Table 15.3 Format information for GSI Diagnostic Conventional ORANK (Observation Rank) output line type.

GSI DIAGNOSTIC CONVENTIONAL ORANK OUTPUT FILE

Column Number

Column Name

Description

1-?

Standard ORANK columns described in Table 13.7.

Last-2

N_USE

Number of members with ANLY_USE = 1

Last-1

PREP_USE

read_PrepBUFR usage

Last

SETUP_QC

Setup quality control

Table 15.4 Format information for GSI Diagnostic Radiance ORANK (Observation Rank) output line type.

GSI DIAGNOSTIC RADIANCE ORANK OUTPUT FILE

Column Number

Column Name

Description

1-?

Standard ORANK columns described in Table 13.7.

Last-24

N_USE

Number of members with OBS_QC = 0

Last-23

CHAN_USE

Channel used (1 for yes, -1 for no)

Last-22

SCAN_POS

Sensor scan position

Last-21

SAT_ZNTH

Satellite zenith angle (degrees)

Last-20

SAT_AZMTH

Satellite azimuth angle (degrees)

Last-19

SUN_ZNTH

Solar zenith angle (degrees)

Last-18

SUN_AZMTH

Solar azimuth angle (degrees)

Last-17

SUN_GLNT

Sun glint angle (degrees)

Last-16

FRAC_WTR

Fractional coverage by water

Last-15

FRAC_LND

Fractional coverage by land

Last-14

FRAC_ICE

Fractional coverage by ice

Last-13

FRAC_SNW

Fractional coverage by snow

Last-12

SFC_TWTR

Surface temperature over water (K)

Last-11

SFC_TLND

Surface temperature over land (K)

Last-10

SFC_TICE

Surface temperature over ice (K)

Last-9

SFC_TSNW

Surface temperature over snow (K)

Last-8

TSOIL

Soil temperature (K)

Last-7

SOILM

Soil moisture

Last-6

LAND_TYPE

Surface land type

Last-5

FRAC_VEG

Vegetation fraction

Last-4

SNW_DPTH

Snow depth

Last-3

TFND

Foundation temperature: Tr

Last-2

TWARM

Diurnal warming: d(Tw) at depth zob

Last-1

TCOOL

Sub-layer cooling: d(Tc) at depth zob

Last

TZFND

d(Tz)/d(Tr)

The gsidens2orank output may be passed to the Stat-Analysis tool to derive additional statistics.
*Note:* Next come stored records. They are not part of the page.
PR #8, opened 2016-02-21
Update build scripts for Git, upgrade to Python 2.7

### LINKED ISSUE #5: Upgrade to Python 2.7
I'd like to see the first Git release of EventGhost, v0.5.0, include Python 2.7. When #2 is complete, we'll begin investigating this possibility.

topic2k:
The extension needs to be rebuild for py27:

- lib27\site-packages\_dxJoysticks.pyd
- lib27\site-packages\cFunctions.pyd
- plugins\System\VistaVolEvents.pyd

Resolves #5.


blackwind:
I haven't put together a build environment yet, but here are my initial thoughts on your changes:

`[various files]`
* Why is self.enabled being reversed in a bunch of places?

`tools\builder\CreateLibrary.py`
* [line 150] Manifest is required for a project Pako and I have been working on and needs to be restored.
* [line 214] Is _ssl.pyd being built now? If not, we need to find a way to build it, and if so, can we remove it from neededDlls here?

`tools\builder\CreatePyExe.py`
* [lines 55, 71, 78] Restore manifest.

`tools\builder\Tasks.py`
* Since most of our change history wasn't documented, let's start fresh here with a new file in a new format.
* Change format to "YYYY-MM-DD (0.5.0):\n* Commit message 1 (author)\n* Commit message 2 (author)\n\n". Filename can stay the same.
* [line 62] Changelog task should be able to handle a missing or empty file.

By and large, the rest looks good to my eye, but we'll see how it holds up when I begin testing in a different environment.

blackwind:
Well, I'm right on the cusp here, but can't quite make it over the finish line. My last remaining dependency, `pywin32`, fails to install with the following error:

    close failed in file object destructor:
    sys.excepthook is missing
    lost sys.stderr

Despite that, enough of its files appear to be in place to run `Build.py`, but the build dies when it tries to import the module:

      File "c:\usr\local\python2\Lib\threading.py", line 810, in __bootstrap_inner
        self.run()
      File "c:\usr\local\python2\Lib\threading.py", line 763, in run
        self.__target(*self.__args, **self.__kwargs)
      File "[...]\EventGhost\tools\builder\Gui.py", line 97, in DoMain
        builder.Tasks.Main(self.buildSetup)
      File "[...]\EventGhost\tools\builder\Tasks.py", line 235, in Main
        task.DoTask()
      File "[...]\EventGhost\tools\builder\CreateImports.py", line 293, in DoTask
        for module in GetPackageModules(package):
      File "[...]\EventGhost\tools\builder\CreateImports.py", line 223, in GetPackageModules
        mod = __import__(package)
    ImportError: No module named pywin32

I'm off to bed now, so I'm posting this as both a status update and a call for help. If you have any ideas as to how to get `pywin32` installed properly, I'm all ears; if not, I'll resume Googling in the morning.

topic2k:
:-)  hehe, you go to bed and i have my first pause at work.
well, i had no problem installing pywin32. Are you building from source? I used the installer from SourceForge: [pywin32-220.win32-py2.7.exe](https://sourceforge.net/projects/pywin32/files/pywin32/Build%20220/pywin32-220.win32-py2.7.exe/download)

CarsonF:
If I could just say two things. I think the upgrade to 2.7 should be separate for the modifications needed for git. Not that these couldn't happen one right after the other. But it's hard to see from this diff what is actually changing with the build tool. Smaller specific PRs are always better than bigger ones.

The second is more of a styling point. Many developers feel its a good practice to commit whitespace changes for files/code that aren't actually changing. It makes it harder to read what is actually changing in the code base. 

IF we want to do want to do a styling pass I would suggest that would be separated as well.

blackwind:
> I googled and found this:

Yep, that's probably it. Will confirm in the coming hours.

> If I could just say two things. I think the upgrade to 2.7 should be separate for the modifications needed for git. Not that these couldn't happen one right after the other. But it's hard to see from this diff what is actually changing with the build tool. Smaller specific PRs are always better than bigger ones.

I agree wholeheartedly and was going to say something myself, but I wasn't sure how much of a pain in the ass asking him to redo all the commits would've been. In the coming days, I'll be moving one of my pet projects to GitHub to get a better feel for everything.

> IF we want to do want to do a styling pass I would suggest that would be separated as well.

Agreed. I'm in favor of the styling pass, and will be looking at something like [EditorConfig](http://editorconfig.org/) (unless, again, you have a better suggestion) to enforce it going forward.

topic2k:
> Why is self.enabled being reversed in a bunch of places?

Thats a little logic to decide which tasks could be skipped when building the installer. While trying to understand the code i maybe messed it a little. I've tried to clean it up.


> Manifest is required for a project Pako and I have been working on and needs to be restored.

If it's another project (plugin?), wouldn't in then be better to move it there and not directly to EG?

>  Is _ssl.pyd being built now? If not, we need to find a way to build it, and if so, can we remove it from neededDlls here?

The standard Python 2.7 Stackless install has a `_ssl.pyd` (in dll folder). I removed it from neededDlls and made a test build. The dll will be included in `EG\lib27\`

>  Since most of our change history wasn't documented, let's start fresh here with an empty file in a new format.
    [line 62] Changelog task should be able to handle a missing or empty file.
    [line 123] Extract only the first line (the title/subject) of the commit, but leave the existing code in place (commented out) in case we want to switch back. End-users probably don't need all the gory details of each commit.

Done.


> I think the upgrade to 2.7 should be separate for the modifications needed for git.

Well, i'm not yet that familar with git and don't know how to split those now. Do i need all commit history for that? That would be a problem because in between i deleted my fork and forked it new.
And because we make here a new start, i think that's ok. From what i read from the changes between Python 2.6 and 2.7.
After that's done, i agree to do smaller commits. :)

blackwind:
> If it's another project (plugin?), wouldn't in then be better to move it there and not directly to EG?

To clarify, I used the term "project" because it's an ongoing piece of work we're doing. It's related to the EG core and isn't a plugin. The manifest definitely needs to be restored.

I'll take a look at the rest of this in the coming hours.

CarsonF:
@topic2k How come you deleted your fork? It would really be better if we had the history here. And I think upgrading to 2.7 might be too big of a bit to take all at once. I would rather get the builder running with git. Do a stable release, and then upgrade to 2.7. My other thought is with that release we don't have to include all of the dependencies manually.

CarsonF:
Also EditorConfig is a great start :+1:

blackwind:
I still like including Python 2.7 in our first Git release. There's nothing forcing us to release right away. Once I get this built, I'll be testing it in production for at least a week or two.

That said, I still agree that it would be great if we had [atomic commits](http://www.freshconsulting.com/atomic-commits/) with [well-written commit messages](http://chris.beams.io/posts/git-commit/) and a separate pull request for each of the three parts of this.

blackwind:
So, the good news is that the new commits look good and I was able to get `pywin32` installed. The bad news is, I still can't complete the build.

Have you tested this yet with all the boxes checked? When "Create Imports.py" is checked, I always get the error above (because there _is_ no module named `pywin32`, but rather, a collection of modules starting with `win32*`); when "Create Imports.py" _isn't_ checked, the installer gets built, but if you install it and try to run the program, it fails spectacularly because the imports file wasn't created successfully.

Carson is working on putting together a build environment of his own to confirm that this isn't a case of me doing something wrong (I don't think it is, but it can't hurt to verify), but it doesn't look like he finished before bed. I suspect he'll post a follow-up before I wake up. In the meantime, make sure _all_ steps of the build process are working on your end.

topic2k:
Yes, i successfully build with all steps enabled except the upload and website sync. When i'm home in the evening i will Setup a virtualbox and try it there.

blackwind:
Weird. Even my current EventGhost installation doesn't have a module named `pywin32` (confirmed via PyCrust), so how is it that you have one? I'm very interested to find out what exactly it is I'm doing wrong.

topic2k:
Do you do import `pywin32`? That fails for me too. I think that's right. For me it looks like `win32com`, `win32api`, `win32file` etc. are the real imports.

blackwind:
That's the conclusion I came to as well, but `CreateImports.py` still tries to import a module called "pywin32" (which should never exist anywhere) and dies as a result. And yet, the build completes for you, so it must not try to import it on your end for some reason that we need to figure out.

topic2k:
Hello blackwind, the script can't find the .pth file for pywin32 (`Python27\lib\site-packages\pywin32.pth`).
Mine has the following contents:

    .pth file for the PyWin32 extensions
    win32
    win32\lib
    Pythonwin

Please create it and try again.

blackwind:
No luck. `pywin32.pth` is already in the right place and contains the right contents.

I have a bad feeling the build script doesn't like me using a virtualenv. Will investigate in the coming hours.

blackwind:
Sure enough, virtualenv issue. I've gone ahead and opened #12 for that. In the meantime, I've merged the pull request, upgraded the extensions, and made a few smaller changes. I'm now running the resulting build in production, and so far so good on that front.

In particular, users should consider running the aggregate_stat job type to read ORANK lines and ranked histograms (RHIST), probability integral transform histograms (PHIST), and spread-skill variance output (SSVAR). Stat-Analysis has been enhanced to parse any extra columns found at the end of the input lines. Users can filter the values in those extra columns using the -column_thresh, -column_str, and -column_str_exc job command options.

An example of the Stat-Analysis calling sequence is shown below:

stat_analysis -lookin diag_conv_ges_ens_mean_orank.txt \
-job aggregate_stat -line_type ORANK -out_line_type RHIST \
-by fcst_var -column_thresh N_USE eq20

In this example, the Stat-Analysis tool will read ORANK lines from diag_conv_ges_ens_mean_orank.txt, retain only those lines where the N_USE column indicates that all 20 ensemble members were used, and write ranked histogram (RHIST) output lines for each unique value of encountered in the FCST_VAR column.